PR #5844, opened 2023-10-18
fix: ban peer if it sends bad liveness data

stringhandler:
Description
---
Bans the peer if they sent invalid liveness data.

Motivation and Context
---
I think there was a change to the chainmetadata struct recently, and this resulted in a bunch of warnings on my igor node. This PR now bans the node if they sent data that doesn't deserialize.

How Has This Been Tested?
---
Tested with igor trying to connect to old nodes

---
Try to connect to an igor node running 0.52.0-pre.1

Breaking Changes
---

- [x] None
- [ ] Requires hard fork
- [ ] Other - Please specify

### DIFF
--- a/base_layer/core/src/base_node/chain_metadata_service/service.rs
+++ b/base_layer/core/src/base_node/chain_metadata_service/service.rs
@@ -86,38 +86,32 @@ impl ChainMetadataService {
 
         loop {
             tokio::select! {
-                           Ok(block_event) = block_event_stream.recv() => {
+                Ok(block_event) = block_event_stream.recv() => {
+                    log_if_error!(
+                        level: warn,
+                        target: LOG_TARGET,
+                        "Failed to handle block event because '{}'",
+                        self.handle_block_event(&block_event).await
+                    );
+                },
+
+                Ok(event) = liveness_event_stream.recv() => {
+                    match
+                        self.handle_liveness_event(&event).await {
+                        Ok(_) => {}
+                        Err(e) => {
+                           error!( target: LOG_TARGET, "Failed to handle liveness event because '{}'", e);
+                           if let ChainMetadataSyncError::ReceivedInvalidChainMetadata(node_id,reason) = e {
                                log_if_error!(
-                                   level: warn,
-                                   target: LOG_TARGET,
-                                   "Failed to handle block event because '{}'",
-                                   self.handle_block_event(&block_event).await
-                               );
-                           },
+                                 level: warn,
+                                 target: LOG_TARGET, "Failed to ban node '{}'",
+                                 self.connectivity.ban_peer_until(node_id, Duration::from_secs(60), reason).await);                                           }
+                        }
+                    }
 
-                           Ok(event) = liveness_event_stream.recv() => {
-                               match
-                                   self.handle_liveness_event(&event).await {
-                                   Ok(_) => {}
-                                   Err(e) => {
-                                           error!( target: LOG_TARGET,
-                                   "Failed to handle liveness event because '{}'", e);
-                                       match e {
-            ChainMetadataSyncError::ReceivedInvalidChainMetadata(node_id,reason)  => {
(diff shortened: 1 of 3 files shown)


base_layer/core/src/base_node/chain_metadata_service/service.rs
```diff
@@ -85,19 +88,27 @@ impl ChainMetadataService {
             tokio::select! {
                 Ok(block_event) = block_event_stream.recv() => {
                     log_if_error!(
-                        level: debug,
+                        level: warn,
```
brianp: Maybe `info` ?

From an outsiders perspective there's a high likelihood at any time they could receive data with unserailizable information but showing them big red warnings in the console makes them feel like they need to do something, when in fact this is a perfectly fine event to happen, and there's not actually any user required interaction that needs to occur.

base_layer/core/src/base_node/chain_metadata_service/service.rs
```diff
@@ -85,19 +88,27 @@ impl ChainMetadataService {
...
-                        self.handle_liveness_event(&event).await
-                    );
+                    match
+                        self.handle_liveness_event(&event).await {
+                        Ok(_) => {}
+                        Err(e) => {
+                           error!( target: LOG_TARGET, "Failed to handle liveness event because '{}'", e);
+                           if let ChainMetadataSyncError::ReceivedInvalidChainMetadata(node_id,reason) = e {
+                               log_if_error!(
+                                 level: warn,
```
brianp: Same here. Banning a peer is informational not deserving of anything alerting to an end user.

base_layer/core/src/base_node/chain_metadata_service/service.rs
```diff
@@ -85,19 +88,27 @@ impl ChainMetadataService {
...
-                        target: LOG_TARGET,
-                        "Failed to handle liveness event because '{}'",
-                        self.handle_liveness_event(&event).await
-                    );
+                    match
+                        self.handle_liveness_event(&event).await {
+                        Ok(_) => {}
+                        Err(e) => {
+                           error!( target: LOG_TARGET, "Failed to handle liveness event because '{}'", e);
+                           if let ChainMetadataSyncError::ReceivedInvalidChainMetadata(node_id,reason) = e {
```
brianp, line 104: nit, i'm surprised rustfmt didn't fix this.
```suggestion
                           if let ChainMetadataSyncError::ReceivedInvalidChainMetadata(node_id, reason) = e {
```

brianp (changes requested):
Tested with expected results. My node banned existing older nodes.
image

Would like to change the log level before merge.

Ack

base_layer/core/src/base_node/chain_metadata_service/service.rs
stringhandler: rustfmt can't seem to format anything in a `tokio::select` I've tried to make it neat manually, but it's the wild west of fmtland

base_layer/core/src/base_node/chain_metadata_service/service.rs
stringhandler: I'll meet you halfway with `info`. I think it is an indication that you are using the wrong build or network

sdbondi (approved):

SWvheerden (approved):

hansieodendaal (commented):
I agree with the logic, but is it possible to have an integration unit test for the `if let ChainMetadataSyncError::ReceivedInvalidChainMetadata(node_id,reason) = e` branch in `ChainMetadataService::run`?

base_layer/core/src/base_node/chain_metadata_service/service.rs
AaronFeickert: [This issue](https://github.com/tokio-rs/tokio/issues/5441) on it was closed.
———
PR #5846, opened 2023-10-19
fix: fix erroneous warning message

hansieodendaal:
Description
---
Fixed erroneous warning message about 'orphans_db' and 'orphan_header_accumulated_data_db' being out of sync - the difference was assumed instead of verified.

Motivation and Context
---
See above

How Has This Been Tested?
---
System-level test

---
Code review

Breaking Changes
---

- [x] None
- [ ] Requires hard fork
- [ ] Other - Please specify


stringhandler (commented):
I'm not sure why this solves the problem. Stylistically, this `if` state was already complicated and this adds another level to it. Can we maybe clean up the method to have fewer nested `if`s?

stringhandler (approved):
———
Scan the material above for the string "message", returning each line that contains it.

fix: fix erroneous warning message
Fixed erroneous warning message about 'orphans_db' and 'orphan_header_accumulated_data_db' being out of sync - the difference was assumed instead of verified.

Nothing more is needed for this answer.